┌────────
PR #5085, opened 2025-10-28
feat(l1): add fjall store backend

MegaRedHand:
**Motivation**

**Description**

Closes #issue_number

### DIFF
--- a/.github/pull_request_template.md
+++ b/.github/pull_request_template.md
@@ -8,5 +8,9 @@
 
 <!-- Link to issues: Resolves #111, Resolves #222 -->
 
+**Checklist**
+
+- [ ] Updated `STORE_SCHEMA_VERSION` (crates/storage/lib.rs) if the PR includes breaking changes to the `Store` requiring a re-sync.
+
 Closes #issue_number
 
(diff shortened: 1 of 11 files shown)


crates/storage/backend/fjall.rs
```diff
@@ -0,0 +1,175 @@
...
+    }
+
+    fn prefix_iterator(
+        &self,
+        table: &'static str,
+        prefix: &[u8],
+    ) -> Result<Box<dyn Iterator<Item = crate::api::PrefixResult> + '_>, StoreError> {
+        self.ro_tx.prefix_iterator(table, prefix)
+    }
+}
```
Oppen: Question: does this support read-your-own-write? I think this skips the batch. I'm not sure it's a pattern we use.

MegaRedHand: It indeed skips the batch. I just checked and we don't ever use that pattern. For now, I'm going to remove the requirement `StorageRoTx` in the `StorageRwTx` trait (in the original PR). We can reintroduce it if we deem it necessary.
└────────
◆ Problem requirements ◆
Repeat the entries exactly as they appear.

◆ Output of the task ◆
PR #5085, opened 2025-10-28
feat(l1): add fjall store backend

MegaRedHand:
**Motivation**

**Description**

Closes #issue_number

### DIFF
--- a/.github/pull_request_template.md
+++ b/.github/pull_request_template.md
@@ -8,5 +8,9 @@
 
 <!-- Link to issues: Resolves #111, Resolves #222 -->
 
+**Checklist**
+
+- [ ] Updated `STORE_SCHEMA_VERSION` (crates/storage/lib.rs) if the PR includes breaking changes to the `Store` requiring a re-sync.
+
 Closes #issue_number
 
(diff shortened: 1 of 11 files shown)


crates/storage/backend/fjall.rs
```diff
@@ -0,0 +1,175 @@
...
+    }
+
+    fn prefix_iterator(
+        &self,
+        table: &'static str,
+        prefix: &[u8],
+    ) -> Result<Box<dyn Iterator<Item = crate::api::PrefixResult> + '_>, StoreError> {
+        self.ro_tx.prefix_iterator(table, prefix)
+    }
+}
```
Oppen: Question: does this support read-your-own-write? I think this skips the batch. I'm not sure it's a pattern we use.

MegaRedHand: It indeed skips the batch. I just checked and we don't ever use that pattern. For now, I'm going to remove the requirement `StorageRoTx` in the `StorageRwTx` trait (in the original PR). We can reintroduce it if we deem it necessary.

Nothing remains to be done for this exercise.